To explore the mechanism of carnosic acid (CA) in treating primary open angle glaucoma (POAG)-induced optic nerve injury using network pharmacology and bioinformatics analyses.

CA targets were predicted using SwissTargetPrediction and TARGET PREDICTION databases, while glaucoma-related targets were identified via GeneCards, OMIM, DisGeNET, and CTD. Differentially expressed genes (DEGs) were identified by analyzing the Gene Expression Omnibus (GEO) dataset GSE45570, which includes optic nerve head samples from 6 POAG patients and 6 controls. Key targets were derived by intersecting DEGs with CA and glaucoma targets. The expression of the key target gene, FABP3, was further validated in two independent GEO datasets: GSE13534 (lamina cribrosa cells) and GSE2387 (lamina cribrosa region samples).
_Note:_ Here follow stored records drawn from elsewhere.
Issue #140, opened 2020-11-21
Support for configuring group membership LDAP sync


gdubicki:

gdubicki:
Implemented in v2.2.0, released a moment ago.

PR #249, opened 2021-08-05
Add LDAP sync feature

gdubicki:
Implements #140.

Trying out a new way of defining processors.


gdubicki:
See https://github.com/egnyte/gitlabform/pull/250 instead.

PR #265, opened 2021-09-03
Fix running Gitlab container locally

gdubicki:
(as on GHA it already works well)

* make it REALLY delete GitLab container data
  on each (re)start, as it's the only way to
  make GitLab run this way stable that I have
  found,
* quote paths as we started to rm -rf "$stuff"
  and it could end up badly quickly
* make stop_gitlab work (thanks mkjmdski!)

### DIFF
--- a/dev/run_gitlab_in_docker.sh
+++ b/dev/run_gitlab_in_docker.sh
@@ -41,20 +41,28 @@ cecho b "Pulling GitLab image version '$gitlab_version'..."
 docker pull gitlab/gitlab-ee:$gitlab_version
 
 cecho b "Preparing to start GitLab..."
-existing_gitlab_container_id=$(docker ps -a -f "name=gitlab" --format "{{.ID}}")
-if [[ -n $existing_gitlab_container_id ]] ; then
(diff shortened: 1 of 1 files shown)


dev/run_gitlab_in_docker.sh
```diff
@@ -41,20 +41,28 @@ cecho b "Pulling GitLab image version '$gitlab_version'..."
...
+  fi
+}
+stop_gitlab
 
-mkdir -p $repo_root_directory/config
+mkdir -p "$repo_root_directory"/config
 if [[ -f Gitlab.gitlab-license ]] ; then
   cecho b "EE license file found - using it..."
-  cp Gitlab.gitlab-license $repo_root_directory/config/
+  cp Gitlab.gitlab-license "$repo_root_directory"/config/
```
mkjmdski, line 62:
```bash
"${repo_root_directory}/config"
```

mkjmdski (approved):

gdubicki:
Did didn't work out great in the end, closing then.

The expression was also validated at mRNA and protein levels using quantitative real-time polymerase chain reaction (qRT-PCR) and Western blot (WB) in experimental models. Molecular docking was used to assess binding affinity, and co-immunoprecipitation (Co-IP) confirmed the interaction. Functional enrichment and immune-infiltration correlation analyses were also performed.
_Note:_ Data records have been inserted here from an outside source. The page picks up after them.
Issue #791, opened 2024-06-24
GitLab now supports username natively when adding member to project


tmeijn:
Hey, just to make you aware, with 17.1 GitLab now supports username natively when adding member to project. I think in the current implementation we fetch the member_id based on the username?

If so, seems like this could reduce some API calls.

References:

* [Announcement in blogpost](https://about.gitlab.com/releases/2024/06/20/gitlab-17-1-released/?utm_source=pocket_shared#add-members-by-username-with-the-members-api)
* [Implementation MR](https://gitlab.com/gitlab-org/gitlab/-/merge_requests/147080)
* [API doc](https://docs.gitlab.com/ee/api/members.html#add-a-member-to-a-group-or-project)

amimas:
Thanks for the heads up. Would you be able to help with the update? PR is welcome if anyone else can pick this up.

jimisola:
> Thanks for the heads up. Would you be able to help with the update? PR is welcome if anyone else can pick this up.

How do we handle features like this that are only available from a particular GitLab version?

amimas:
> How do we handle features like this that are only available from a particular GitLab version?

I'd say in a backward-compatible way. So, there should be logic to check the version of gitlab and then apply the change accordingly. In the next major version release, the extra logic can be removed. Or, if it's not done in backward-compatible way as mentioned, a new major version will need to be released.

PR #1017, opened 2025-05-06
perf: use the new native parameter to add new members instead of using the user id

BenediktBertsch:
- resolves https://github.com/gitlabform/gitlabform/issues/791

I'd like to discuss the new `_process_gitlab_version_for_native_members_call` - I think it would be better if we define the function on an upper level or statically somewhere so every future need can be covered with it.

E.g. the function call could look something like that: `_check_version_compatibility(current_version: str, needed_version: str) -> bool`. With these parameters we can check generically if the current version is compatible. Sadly I dont have enough experience with this project to know what kind of place holds more generic functions that are shared across multiple files.

### DIFF
--- a/gitlabform/processors/project/members_processor.py
+++ b/gitlabform/processors/project/members_processor.py
@@ -79,6 +79,23 @@ class MembersProcessor(AbstractProcessor):
         else:
             verbose("Not enforcing group members.")
 
+    def _process_gitlab_version_for_native_members_call(self, version: str) -> bool:
+        # this call is only needed for the newly introduced (17.1) member GET call
+        # instead of needing an additional call to get the member id we can use this now
+        # not completely happy about this function, would prefer a more generic approach
+        # so other internal processes can use this kind of approach as well for other API
+        splitted_version = version.split(".")
+        major_version = int(splitted_version[0])
+        minor_version = int(splitted_version[1])
+
+        if major_version > 17:
+            return True
+
+        if major_version >= 17 and minor_version >= 1:
+            return True
+
+        return False
+
     def _process_users(
         self,
         project_and_group: str,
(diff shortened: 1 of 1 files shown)


BenediktBertsch:
Not quite sure how to write tests that are covering both cases... should I create a matrix for it and run two versions of gitlab then via GitHub actions (considering the move, does it make sense to invest here)?

TimKnight-DWP:
I think just unit tests work here, I think only self-managed Gitlab could be behind 17 now, their update cadence means gitlab.com is on 18, and "dedicated" instances will be moving to 18 in the next month. So not sure how many people would be on 16 @BenediktBertsch

BenediktBertsch:
@TimKnight-DWP have you read the worry I had about the placement of the function that checks for the gitlab version? Any thoughts?

amimas:
@BenediktBertsch - Thanks for helping with gitlabform development.

I haven't had time to review this PR. But wanted to drop this note here for attention. I had a chance to review another PR recently that is trying to do something similar - different behavior based on gitlab version. Please see my comment here:

https://github.com/gitlabform/gitlabform/pull/996#discussion_r2051733171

A total of 306 DEGs, 84 CA targets, and 15715 glaucoma targets were identified. FABP3 was identified as the key target, which was significantly upregulated in POAG samples in both validation datasets (GSE13534 and GSE2387) and confirmed by qRT-PCR and WB assays. Molecular docking revealed a strong binding affinity between FABP3 and CA (docking score: -9.79 kcal/mol), which was validated by Co-IP. Functional enrichment analysis showed FABP3 was associated with mitochondrial function and immune-related pathways. Correlation analysis indicated FABP3 had a significant negative correlation with activated dendritic cells (aDCs).

Our study suggests that CA may treat POAG by targeting FABP3, potentially by mitigating oxidative stress and modulating immune responses. This provides a pharmacological foundation and identifies FABP3 as a potential therapeutic target for POAG treatment.